An outstanding question raised by these results is whether the ultrafast laser pulses can induce the transformation of magnetic stripes into bubbles/skyrmions, and vice-versa, like in a spin-toggle switch13. This AOS process normally requires two magnetic states with equal energies where the switching between them can be realised at a negligible heat generation61,62. The switching however needs to be reproducible and reversible in order to allow full writing of the magnetic information62,63. To investigate this we probed the variation of the spin textures with laser excitations but also taken into account an external field to unveil any polarisation effect that might be present in the system. As laser pulses are applied to CrGeTe3, there are clear transformations of the magnetic textures from one state to another which can be further manipulated via a magnetic field (Fig. 3). We considered three steps in this switching phenomenon under a field of +25 mT (Fig. 3a–c), 0 mT (Fig. 3d–f) and −25 mT (Fig. 3g–i). We initially obtained a spin state with mixed labyrinthine domains (Fig. 3b) prior laser application, which will be used as a reference for the switching process. We then applied N = 100 laser pulses at +25 mT on this state to generate a switching between a stripe dominant-state (Fig. 3b) to a random network of magnetic bubbles (Fig. 3c). We continued this process through magnetic fields of 0 mT (Fig. 3d–f) and −25 mT (Fig. 3g–i) to show that this toggle switching is reversible, complete and reproducible. It is noticed that the polarity reversal of the spin textures with magnetic fields (Fig. 3c, i) provides an additional ingredient for controlling on-demand the polarisation of the spin textures or to determine which spin textures are created. For instance, the switch from magnetic bubbles to stripe domains occurs without the application of magnetic fields. However, the transition from stripes to bubbles has been noticed to require a bias field. This indicates a switch mechanism where a defined spin state can be obtained through the interplay between laser pulses and field-induced symmetry breaking into the lattice. Simulation results of the toggle switch found in the experiments are given in Supplementary Fig. 2 which provided a theoretical background for our observations.

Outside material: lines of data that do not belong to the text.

Issue #44, opened 2016-03-22
Add methods to run all timers and run all currently pending timers


karl:
Facebook's Jest testing library has a couple of methods that make it easy to run all the timers:

## Run All Timers

* https://facebook.github.io/jest/docs/timer-mocks.html#run-all-timers

This runs all pending timers until there are none remaining. If new timers are added while it is executing they will be run as well.

## Run Pending Timers

* https://facebook.github.io/jest/docs/timer-mocks.html#run-pending-timers

This runs all the pending timers until there are none remaining. Any new timers that are added while it is executing are *not* run.

---

Would there be any interest in adding similar functionality to lolex? I'm happy to look into doing the work if so.

novemberborn:
There is `.next()` which runs the next timer. You could call it repeatedly until the clock stops advancing. This would cover the "run all timers" case.

I suspect for the pending timers you may be able to uninstall the current clock and install a new one, then use `.next()` on the old clock.

karl:
I've created a PR with an implementation of a `runAll` method.

If there is interest in merging it and there are any changes/tweaks you'd like me to make just let me know. I've attempted to follow the lolex code style where I can.

karl:
The `runAll` method has now been merged in to master :smile:

karl:
I've created a second PR with a `runToLast` method.

This takes note of the last scheduled timer when it is run, and advances the
clock to that time firing callbacks as necessary.

If new timers are added while it is executing they will be run only if they
would occur before this time.

This is useful when you want to run a test to completion, but the test recursively
sets timers that would cause `runAll` to trigger an infinite loop warning.

I decided to take this approach, rather than Jest's `runOnlyPendingTimers` approach to avoid having a situation where timers could be called out of order.

fatso83:
Both your PRs are now merged. This should conclude this issue, right? Close?

karl:
Yep, thanks for being open to the changes!

PR #50, opened 2016-04-06
Run to last existing timer

karl:
Add the ability to run to the last currently scheduled timer.

https://github.com/sinonjs/lolex/issues/44

This is useful when you want to run a test to completion, but the test recursively sets timers that would cause `runAll` to trigger an infinite loop warning.


mantoni:
Nice! LGTM.

PR #53, opened 2016-04-08
Check for existence of `process` before using it

karl:
This fixes a bug where Lolex would no longer work in browsers because `process` doesn't exist.

### DIFF
--- a/src/lolex-src.js
+++ b/src/lolex-src.js
@@ -405,8 +405,11 @@
         setInterval: setInterval,
         clearInterval: clearInterval,
         Date: Date,
-        hrtime: global.process.hrtime
     };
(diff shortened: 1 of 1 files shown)


fatso83:
LGTM, but I don't think we want the built code as well. Or do we, @mantoni? In my view it should only be updated once we release a new version.

mantoni:
@fatso83 Agreed. The "compiled" output should only update for releases.

fatso83:
@karl could you remove the compiled output and squash the resulting commits?

karl:
@fatso83, @mantoni: I've removed the compiled output, so hopefully all good to go!

Issue #59, opened 2016-05-25
Cannot set property 'hrtime' of undefined


gautaz:
Hello,

After migrating from lolex 1.4.0 to 1.5.0, my tests fails with this exception:
```javascript
     TypeError: Cannot set property 'hrtime' of undefined
      at uninstall (node_modules/lolex/src/lolex-src.js:360:39)
      at Object.clock.uninstall (node_modules/lolex/src/lolex-src.js:629:13)
      at bus.close.then.then (test/scheduling/testScheduler.js:64:57)
```

I'm using nodejs 6.2.0.

My tests use lolex this way:

Setup:
```javascript
clock = lolex.install(context)
```

Tear down:
```javascript
clock.uninstall()
```

[lolex-src.js 1.5.0](https://github.com/sinonjs/lolex/blob/v1.5.0/src/lolex-src.js#L360) seems to assume that the context object has a key named `process`.

Any idea regarding this ? Does this mean that compatibility was broken somehow ?

fatso83:
@rogierschouten Could this be related to #40 ?

gautaz:
You are right, the breaking code was added by this merge.

Doesn't this means that 1.5.0 breaks backward compatibility and should be tagged as 2.0.0 (a migration note can also probably help)?
Or perhaps the code should be modified to not rely on target.process?

fatso83:
@gautaz This breaking change was unintentional. Needs a bugfix.

rogierschouten:
looking into it now

rogierschouten:
Issued PR #62 for this. I could not reproduce the issue in any way also not in a browser. However, the code was clearly not airtight so I think this would fix it.

fatso83:
@gautaz Could you please provide a test case that is runnable in Node? I could then squash that together with #62 if that indeed fixes it.

gautaz:
Here it is: #65

fatso83:
@rogierschouten Mind seeing if @gautaz test breaks for you? If so, then you have your reproducible test case. You could then merge that into #62 (just remove the built source).

rogierschouten:
@fatso83 done

fatso83:
Fixed. Will release a new version asap.

PR #62, opened 2016-05-26
fix for issue #59

rogierschouten:

PR #65, opened 2016-05-27
test case for #59

gautaz:
Bear in mind that this is the way I was using lolex until revision 1.4.0, the additional test case fails for lolex 1.5.0 with nodejs 6.2.0.
Do not hesitate to comment if I am misusing lolex from the beginning.

### DIFF
--- a/test/lolex-test.js
+++ b/test/lolex-test.js
@@ -29,6 +29,23 @@ var GlobalDate = Date;
 var NOOP = function NOOP() { return undefined; };
 var hrtimePresent = (global.process && typeof global.process.hrtime === "function");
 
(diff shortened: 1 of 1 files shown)


fearphage:
What is the point of these tests? What are you trying to confirm? You're not making any assertions. You need to confirm something does/doesn't exist, has/hasn't changed, or did/didn't throw.

rogierschouten:
I've incorporated this test (in slightly different form) in PR #62 which fixes issue #59. This test reproduces #59.

fatso83:
Merged in #74 (author info changed to reflect your contribution).

PR #488, opened 2024-01-03
Fix link to Mochify and adjust description

mantoni:

Mochify became an org with the rewrite and the description was still referring to PhantomJS.


SimenB (approved):
👍

Issue #469, opened 2023-05-22
Mock "timers/promise" module


fatso83:
In #467 @swenzel-arc added the support for the `timers` module in NodeJS. Node also exports a non-callback async/Promise version of that API that needs to be mocked. We can probably very easily piggy-pack on top of the existing work done in the referenced PR. 

Also see the over-arching #418

KholdStare:
Not stale

benjamingr:
This can be closed 🎉

PR #495, opened 2024-08-10
Add support for timers/promises module from nodejs

WhiteAutumn:
#### Purpose (TL;DR)

Fix issue #469 by implementing promise-based wrappers around setTimeout, setImmediate, and setInterval.

#### Solution
This PR takes a similar approach to #467 by @swenzel-arc of detecting the availability of the `timers/promises` module by attempting to import it and then overwriting the functions on the import object, which should be the same object users have, given they do not mess with the module cache. Like the aforementioned PR, the functions are only overwritten when calling `install()` on the `globalObject`.

#### Limitations
* When aborting a timer using an `AbortSignal`, the error thrown is not the same as the one thrown by node. This is due to the `AbortError` error being publicly available. See this [issue](https://github.com/nodejs/node/issues/38361).
* This PR does not touch [scheduler.wait](https://nodejs.org/api/timers.html#timerspromisesschedulerwaitdelay-options) or [scheduler.yield](https://nodejs.org/api/timers.html#timerspromisesscheduleryield) of the `timers/promises` module as they are marked as experimental.

### DIFF
--- a/src/fake-timers-src.js
+++ b/src/fake-timers-src.js
@@ -1917,25 +1917,21 @@ function withGlobal(_global) {
                             };
 
                             const handle = clock.setTimeout(() => {
-                                if (options.signal) {
-                                    options.signal.removeEventListener(
-                                        "abort",
-                                        abort,
-                                    );
-                                }
+                                options.signal?.removeEventListener(
+                                    "abort",
+                                    abort,
+                                );
 
                                 resolve(value);
                             }, delay);
 
-                            if (options.signal) {
-                                if (options.signal.aborted) {
-                                    abort();
-                                } else {
-                                    options.signal.addEventListener(
-                                        "abort",
-                                        abort,
-                                    );
-                                }
+                            if (options.signal?.aborted) {
+                                abort();
+                            } else {
+                                options.signal?.addEventListener(
+                                    "abort",
+                                    abort,
+                                );
                             }
                         });
                 } else if (nameOfMethodToReplace === "setImmediate") {
@@ -1959,25 +1955,21 @@ function withGlobal(_global) {
                             };
 
                             const handle = clock.setImmediate(() => {
-                                if (options.signal) {
-                                    options.signal.removeEventListener(
-                                        "abort",
-                                        abort,
-                                    );
-                                }
+                                options.signal?.removeEventListener(
+                                    "abort",
+                                    abort,
+                                );
 
                                 resolve(value);
                             });
 
-                            if (options.signal) {
-                                if (options.signal.aborted) {
-                                    abort();
-                                } else {
-                                    options.signal.addEventListener(
-                                        "abort",
-                                        abort,
-                                    );
-                                }
+                            if (options.signal?.aborted) {
+                                abort();
+                            } else {
+                                options.signal?.addEventListener(
+                                    "abort",
+                                    abort,
+                                );
                             }
                         });
                 } else if (nameOfMethodToReplace === "setInterval") {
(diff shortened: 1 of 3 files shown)


src/fake-timers-src.js
```diff
@@ -1872,6 +1891,228 @@ function withGlobal(_global) {
...
+                                reject(options.signal.reason);
+                            };
+
+                            const handle = clock.setTimeout(() => {
+                                if (options.signal) {
+                                    options.signal.removeEventListener(
+                                        "abort",
+                                        abort,
+                                    );
+                                }
```
fatso83, line 1925: Could use optional chaining on most of these options.signal blocks to collapse the indentation.
```suggestion
                                  options.signal.?removeEventListener.?(
                                      "abort",
                                      abort,
                                  );
```

fatso83 (commented):
Very solid work! Love the implementation and the tests. Just had a minor comment. You can see what you mean before I approve. It's just a minor quibble.

src/fake-timers-src.js
WhiteAutumn: Sure! I'm all for optional chaining. I'll go through and replace instances of `if (options.signal)` with optional chaining.

benjamingr (approved):
There are some leaks in the signal (e.g. we don't remove the event listener when fake timers are uninstalled) but generally that's fine for the first version so lgtm.

fatso83:
Good note about the removal of event listeners. When I do any development on Sinon projects, I tend to make use of the watch feature of the test runner. That's where stuff like not cleaning up properly tends to show itself.

If it's not too much problem, I'd like to see that being done.

WhiteAutumn:
Sure, I can take a look at it. Just so we're on the same page, we're talking about the scenario where while a timer is running, an abort signal has been passed, and the clock is uninstalled before the timer fires, leading to it never firing and the therefore the abort signal listener never being removed?

This is something I have missed, and the listeners should absolutely be removed in that scenario, but for what it's worth I don't think it would lead to memory leaks while running tests in watch mode. As long as no references remain to the abort signal, it should be garbage collected and the event listener along with it.

As to how to solve this, I would like a second opinion on how to approach it. The way I see it this would require something akin to an `onUninstall` event that the promise based implementations can listen to and then remove the abort event listeners when fired. It doesn't feel great adding more event listeners to solve hanging event listeners but I can't think of any other way of doing it. What do you think?

fatso83:
You know what, I don't have available mental capacity (or time) at the moment to dig deeply into this, and if it really isn't an issue in practice, then I have no issues merging this now. There's always room for another PR later, if you find a nice way that isn't too complicated.

fatso83 (approved):

fatso83:
Thanks for the reminder :)

benjamingr:
> This is something I have missed, and the listeners should absolutely be removed in that scenario, but for what it's worth I don't think it would lead to memory leaks while running tests in watch mode. As long as no references remain to the abort signal, it should be garbage collected and the event listener along with it.

References can remain to the signal (e.g. the signal is the result of `AbortSignal.any` of a local signal and a process-level signal.

It's fine for it to happen at a follow up PR. Generally you did cleanup a lot better than I expected in this PR in the first place and it's a relatively small miss. I review a lot of AbortSignal library code so this is a compliment :)

> As to how to solve this, I would like a second opinion on how to approach it. The way I see it this would require something akin to an onUninstall event that the promise based implementations can listen to and then remove the abort event listeners when fired. It doesn't feel great adding more event listeners to solve hanging event listeners but I can't think of any other way of doing it. What do you think?

We keep a list/map or all signal and event listeners associated with the clock instance and when the clock is uninstalled we call that?

```js
// Somewhere when an event listener is added
signal.addEventListener('abort', listener, options); 
clock.listners.push({ signal, listener });

// In uninstall
clock.listeners.forEach(({ signal, listener }) => signal.removeEventListener(listener))
```

WhiteAutumn:
> References can remain to the signal (e.g. the signal is the result of AbortSignal.any of a local signal and a process-level signal.
Ohh, I see. Yeah then it's definitely something that would be good to get fixed before a release.

> We keep a list/map or all signal and event listeners associated with the clock instance and when the clock is uninstalled we call that?
Thanks for the input. I'll proceed with that kind of a solution and make a separate PR.

fatso83:
@u873838 Thanks to White Autumns swift second PR this is already out.

PR #497, opened 2024-08-23
Fix listener leak for timers/promises

WhiteAutumn:
#### Purpose (TL;DR)
Fix abort event listener leak discussed in #495 by adding `abortListenerMap` to keep track of active abort listeners.

#### Solution
The leak is fixed by adding a map with listener functions as keys and the abort signals as values. During uninstall it iterates over the map and removes the listeners. If a timer is aborted or finishes on its own the listener signal pair will be removed from the map.

### DIFF
--- a/src/fake-timers-src.js
+++ b/src/fake-timers-src.js
@@ -99,6 +99,7 @@ if (typeof require === "function" && typeof module === "object") {
  * @property {boolean} [shouldClearNativeTimers] inherited from config
  * @property {{methodName:string, original:any}[] | undefined} timersModuleMethods
  * @property {{methodName:string, original:any}[] | undefined} timersPromisesModuleMethods
+ * @property {Map<function(): void, AbortSignal>} abortListenerMap
  */
 /* eslint-enable jsdoc/require-property-description */
 
@@ -967,6 +968,11 @@ function withGlobal(_global) {
         // Prevent multiple executions which will completely remove these props
         clock.methods = [];
 
+        for (const [listener, signal] of clock.abortListenerMap.entries()) {
+            signal.removeEventListener("abort", listener);
+            clock.abortListenerMap.delete(listener);
+        }
+
         // return pending timers, to enable checking what timers remained on uninstall
         if (!clock.timers) {
             return [];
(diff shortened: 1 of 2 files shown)


src/fake-timers-src.js
```diff
@@ -1789,6 +1795,8 @@ function withGlobal(_global) {
             return uninstall(clock, config);
         };
 
+        clock.abortListenerMap = new Map();
```
WhiteAutumn, line 1798: Made this always initialize instead of putting it behind the check of `timers/promises` being available as it is conceivable that in the future other parts of the code may also want to unregister abort signal event listeners on uninstall

src/fake-timers-src.js
```diff
@@ -967,6 +968,11 @@ function withGlobal(_global) {
         // Prevent multiple executions which will completely remove these props
         clock.methods = [];
 
+        for (const [listener, signal] of clock.abortListenerMap.entries()) {
+            signal.removeEventListener("abort", listener);
+            clock.abortListenerMap.delete(listener);
```
WhiteAutumn, line 973: Modifying while iterating over maps appears to be [safe](https://stackoverflow.com/questions/35940216/es6-is-it-dangerous-to-delete-elements-from-set-map-during-set-map-iteration)

src/fake-timers-src.js
```diff
@@ -1903,21 +1913,30 @@ function withGlobal(_global) {
                             };
 
                             const handle = clock.setTimeout(() => {
-                                options.signal?.removeEventListener(
-                                    "abort",
-                                    abort,
-                                );
+                                if (options.signal) {
```
WhiteAutumn, line 1916: Opted to move back to regular if checks as opposed to optional chaining for consistency and readability, as you can't optional-chain adding / removing signals to `abortListenerMap`

benjamingr (approved):

src/fake-timers-src.js
benjamingr: It is

fatso83:
Great addition. Both this and the previous PR is very nice work!

PR #501, opened 2024-08-26
Convert to ESM

### LINKED ISSUE #489: Skypack bundle cannot be loaded in the browser

-   FakeTimers version : 11.2.2
-   Environment : macOS 14.2.1, Firefox 121.0.1
-   Example URL : https://output.jsbin.com/xijaquyico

Fig. 3: Light-induced spin toggle switch.
figure 3

a Schematic of CrGeTe3 crystal under laser excitations (N = 100 pulses) and an out-of-plane magnetic field (+25 mT). bc, Spin toggle switching observed between two magnetic configurations dominated by stripe domains (b) and bubbles/skyrmions (c) via WFKM measurements. A magnetic field of + 25 mT and N = 100 laser pulses are applied to induce the transition. d Similar as in a but without any applied field. ef The magnetic configuration in c is used as a reference state to a new switching process in e with zero field and under N = 100 laser pulses. The final equilibrated state is shown in f with a predominant amount of stripe domains throughout the surface. g Similar as in a but with a magnetic field of opposite polarity (−25 mT). h,i The magnetic state in f is used as the reference state in h to induce a new switching step under −25 mT and N = 100 laser pulses. The reversal of the field from + 25 mT (ac) to −25 mT (gi) with an intermediate step at 0 mT can generate a full switching loop with a different polarisation of the magnetic skyrmions and stripe domains. The scale bar is 5 μm and the laser fluence is 16 mJ/cm2. The measurements were performed at 18.5 K.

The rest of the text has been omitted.